TTS-Transducer: End-to-End Speech Synthesis with Neural Transducer
Vladimir Bataev, Subhankar Ghosh, Vitaly Lavrukhin, Jason Li
TL;DR
TTS-Transducer tackles end-to-end TTS by marrying a neural transducer for monotonic text-to-code alignments with a residual-codebook head to predict multiple discrete speech codes per frame. The first codebook is generated via RNNT-based alignment, while remaining codes are produced non-autoregressively using aligned encoder outputs and prior codes, with speaker style conditioned through Global Style Tokens. Training optimizes a weighted loss $\lambda_{total} = (1 - \alpha)\lambda_{RNNT} + \alpha\lambda_{CE}$ with $\alpha = 0.4$, and decoding employs label-looping with nucleus sampling ($p = 0.95$) for the first codebook. Across multiple audio codecs (e.g., EnCodec, NeMo-Codec, DAC) and tokenizations (BPE, IPA), the model achieves competitive intelligibility and robust naturalness on challenging texts without large-scale pretraining, and is open-sourced in NeMo.
Abstract
This work introduces TTS-Transducer - a novel architecture for text-to-speech, leveraging the strengths of audio codec models and neural transducers.

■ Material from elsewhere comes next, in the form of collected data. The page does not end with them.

PR #1619, opened 2025-06-29
Minimal install of codecore library; use current version

jeremypw:
This PR discontinues providing a package for codecore together with `.vapi` files etc as we no longer support third party plugins and the core plugins do no need them.  

In passing the shared library version tracks the project version

The flatpak continues to build and run.


tintou:
The behavior of `install_dir` is specific in Vala, see https://mesonbuild.com/Vala.html#building-libraries

src/meson.build
```diff
@@ -84,14 +84,13 @@ codecore = library(
     config_header,
     dependencies: dependencies,
     install: true,
-    install_dir: [true, true, true],
-    version: '0.0'
+    version: meson.project_version ()
```
tintou, line 87:
```suggestion
    soversion: '0',
    version: meson.project_version ()
```

jeremypw:
@tintou Thanks for the info - the meson manual seems a bit contradictory/confusing with regard to the `install_dir` keyword parameter.  Is issue #635 a valid issue that needs addressing? Do some versions of meson not accept the array of booleans? 

Beyond that, do we need to publish the codecore library as a package at all? We do not support third-party plugins now.  As far as I can tell the core plugins only need to find the `.so` file - they do not need the `,vapi`, `.deps` or `h` files.   My last commit removes the installation of these and Code still builds and runs normally.   Or is this a step too far?  @danirabbit thoughts?

tintou:
array of booleans is supported since a very long time (I think since Meson supports Vala so almost its inception)

jeremypw:
@tintou  Thanks for clarifying and closing the issue.  I'll leave this as draft for @danirabbit to comment on whether we want to continue publishing the codecore package.

jeremypw:
@tintou Just to check - if we are not publishing codecore as a Vala library do we need the array of booleans - or are there other advantages to keeping the array?

tintou:
If we are not allowing out-of-tree plugins there is no need to install the header/gir/vapi indeed

PR #1622, opened 2025-06-30
Fix crash from highlight selection plugin when deleting selection

### LINKED ISSUE #1443: Code crashes when deleting lines

jeremypw:
Fixes #1443 

The cause seems to be a clash between the handlers for the "selection-changed" and "deselected" signals in the plugin.  One is throttled and the other not.

For simplicity the "deselected" signal is lost (only used by the plugin) and a deselection now triggers a throttled "selection-changed" signal.


zeebok (approved):
Code looks good. If you would like testing, let me know

jeremypw:
@zeebok Looks like that issue you identified also occurs with master so I'll fix that separately. Thanks for checking!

Transducers, renowned for their superior quality and robustness in speech recognition, are employed to learn monotonic alignments and allow for avoiding using explicit duration predictors. Neural audio codecs efficiently compress audio into discrete codes, revealing the possibility of applying text modeling approaches to speech generation. However, the complexity of predicting multiple tokens per frame from several codebooks, as necessitated by audio codec models with residual quantizers, poses a significant challenge. The proposed system first uses a transducer architecture to learn monotonic alignments between tokenized text and speech codec tokens for the first codebook. Next, a non-autoregressive Transformer predicts the remaining codes using the alignment extracted from transducer loss. The proposed system is trained end-to-end. We show that TTS-Transducer is a competitive and robust alternative to contemporary TTS systems.